Record set —

PR #7979, opened 2024-04-16
NC | Secret Keys Encryption Gaps

romayalon:
### Explain the changes
1. **Master Key Manager -**  
    - MasterKey & MasterKeysByID type declarations and some other JSDoc updates
    - create_master_keys_exec() - handle MASTER_KEYS_ALREADY_EXIST error with regular return.
    - get_master_keys_json() - refactoring (see GAP 1).
    
2. **Config.js -** 
    - Added master keys configuration validation - validate_nc_master_keys_config() - 
     Checked for the correctness of the master keys configuration.
     On executable flow - Checked that the executable files exist and can be executed.
    
4. **Unit Tests additions -** 
    - Executable flow tests.
    - Config tests for master keys related configurations.

1. GAP 1- get_master_keys_json() - should be built based on master_keys_by_id and not just the active key.
2. GAP 2 - Need to update the upstream doc.
3. GAP 3 - Add more unit tests.

### Testing Instructions:
1. `sudo jest --testRegex=jest_tests/test_nc_master_keys_exec`
2. `sudo jest --testRegex=jest_tests/test_nc_nsfs_config_schema`

- [ ] Doc added/updated
- [x] Tests added

### DIFF
--- a/src/cmd/manage_nsfs.js
+++ b/src/cmd/manage_nsfs.js
@@ -95,6 +95,7 @@ async function main(argv = minimist(process.argv.slice(2))) {
         const user_input = user_input_from_file || argv;
         config_root = argv.config_root ? String(argv.config_root) : config.NSFS_NC_CONF_DIR;
         if (!config_root) throw_cli_error(ManageCLIError.MissingConfigDirPath);
+        if (argv.config_root) config.NSFS_NC_CONF_DIR = String(argv.config_root);
 
         accounts_dir_path = path.join(config_root, accounts_dir_name);
         access_keys_dir_path = path.join(config_root, access_keys_dir_name);
--- a/src/manage_nsfs/nc_master_key_manager.js
+++ b/src/manage_nsfs/nc_master_key_manager.js
@@ -17,11 +17,36 @@ const native_fs_utils = require('../util/native_fs_utils');
 const TYPE_FILE = 'file';
 const TYPE_EXEC = 'executable';
 const ACTIVE_MASTER_KEY = 'active_master_key';
-const exec_key_suffix = 'master_keys';
+const EXEC_KEY_SUFFIX = 'master_keys';
+
+/**
+* @typedef {{
+*    id: nb.ID, 
+*    cipher_key: Buffer,
+*    cipher_iv: Buffer, 
+*    encryption_type: string
+* }} MasterKey
+*/
+
+/**
+* @typedef {Object.<nb.ID, MasterKey>} MasterKeysByID
+*/
+
+/**
+ * The following constants describe the expected statuses from executable script
+ * OK - both GET/PUT exectuables return on success
+ * VERSION_MISMATCH - PUT exectuable return if the version of master keys already exist
+ * NOT_FOUND - GET exectuable return if the version of master keys was not found
+ */
+const EXEC_STATUS_OK = 'OK';
+const EXEC_STATUS_VERSION_MISMATCH = 'VERSION_MISMATCH';
+const EXEC_STATUS_NOT_FOUND = 'NOT_FOUND';
 
 class NCMasterKeysManager {
     constructor() {
+        /** @type {MasterKey} */
         this.active_master_key = undefined;
+        /** @type {MasterKeysByID} */
         this.master_keys_by_id = {};
         this.last_init_time = 0;
     }
@@ -33,6 +58,7 @@ class NCMasterKeysManager {
 
     /**
      * init inits master_key_manager by the store type
+     * @returns {Promise<void>}
      */
     async init() {
         const store_type = config.NC_MASTER_KEYS_STORE_TYPE;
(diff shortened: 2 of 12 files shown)


src/manage_nsfs/nc_master_key_manager.js
```diff
@@ -123,20 +153,35 @@ class NCMasterKeysManager {
...
     }
 
+
+    /**
+     * get_master_keys_json return master keys as JSON object
+     * @param {MasterKey} new_master_key
+     * @returns {string}
+     */
+    _get_master_keys_json(new_master_key) {
+        return JSON.stringify({ active_master_key: new_master_key });
```
guymguym, line 163: 1. I would add a small comment saying that this is currently limited to one key, but will be changed to support previous inactive keys for rotation.
2. I would add a timestamp inside that json just in case so we could track when it was updated.
3. Do you prefer to write the master_keys_by_id as is and then [ACTIVE_MASTER_KEY] will only contain the id of the active one?
4. Use the const key name -

```suggestion
        return JSON.stringify({ [ACTIVE_MASTER_KEY]: new_master_key });
```

src/manage_nsfs/nc_master_key_manager.js
```diff
@@ -147,36 +192,56 @@ class NCMasterKeysManager {
...
-                const master_keys = await os_util.exec(command, { return_stdout: true });
-                const parsed_master_keys = JSON.parse(master_keys);
-                this._set_keys(parsed_master_keys);
-                this.last_init_time = (new Date()).getTime();
-                return;
-            } catch (err) {
-                if (err.stderr && err.stderr.trim() === 'NO_SUCH_KEY') {
-                    dbg.warn('init_from_exec: couldn\'t find master keys', err, err.code);
+                const get_master_keys_res = await os_util.exec(command, { return_stdout: true });
+                const { status, version, data } = JSON.parse(get_master_keys_res);
```
guymguym, line 229: We are reloading from executable every 5 minutes, and I worry that this behavior is error prone and could block access.
Maybe we should keep this config option but set the default to -1 in order to disable automatic refresh, WDYT?

src/manage_nsfs/nc_master_key_manager.js
```diff
@@ -19,9 +19,36 @@ const TYPE_EXEC = 'executable';
 const ACTIVE_MASTER_KEY = 'active_master_key';
 const exec_key_suffix = 'master_keys';
```
guymguym, line 20: didn't we want to add noobaa to the prefix? and this const deserves to be capitalized
```suggestion
const EXEC_KEY_SUFFIX = 'noobaa.master_keys';
```

src/cmd/manage_nsfs.js
```diff
@@ -95,6 +95,7 @@ async function main(argv = minimist(process.argv.slice(2))) {
         const user_input = user_input_from_file || argv;
         config_root = argv.config_root ? String(argv.config_root) : config.NSFS_NC_CONF_DIR;
         if (!config_root) throw_cli_error(ManageCLIError.MissingConfigDirPath);
+        if (argv.config_root) config.NSFS_NC_CONF_DIR = String(argv.config_root);
```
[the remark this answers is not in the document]
romayalon: the argv.config_root? 
I would love to remove it, it's very annoying

src/manage_nsfs/nc_master_key_manager.js
romayalon: noobaa was the prefix that was mentioned in the script itself

src/manage_nsfs/nc_master_key_manager.js
romayalon: 1 + 4 - np, changed.
Regarding the other topics - 
2. id contains timestamp, is that enough, or you mean other id?
3. make sense, it might take me a while to do these changes

src/manage_nsfs/nc_master_key_manager.js
guymguym: ok then, so without the noobaa prefix is ok

src/manage_nsfs/nc_master_key_manager.js
romayalon: np, changed to -1

src/cmd/manage_nsfs.js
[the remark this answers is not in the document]
romayalon: I meant to the option of passing config_root, 
I added it because if we won't update it the master_keys.json will get written to /etc/noobaa.conf.d/

src/manage_nsfs/nc_master_key_manager.js
romayalon: alright, added timetsamp as well

src/cmd/manage_nsfs.js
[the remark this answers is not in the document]
guymguym: why would it be created always in etc? our config.js code already handles config_dir_redirect no?

guymguym (approved):

src/cmd/manage_nsfs.js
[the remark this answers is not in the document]
romayalon: yes, but this was initially introduced before we had anything, and for cases when there is not config_dir_redirect.
I think we use it only for tests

Exercise instructions — When the word "romayalon" occurs in a line above, list that line.

Written answer —
romayalon:
romayalon: the argv.config_root? 
romayalon: noobaa was the prefix that was mentioned in the script itself
romayalon: 1 + 4 - np, changed.
romayalon: np, changed to -1
romayalon: I meant to the option of passing config_root, 
romayalon: alright, added timetsamp as well
romayalon: yes, but this was initially introduced before we had anything, and for cases when there is not config_dir_redirect.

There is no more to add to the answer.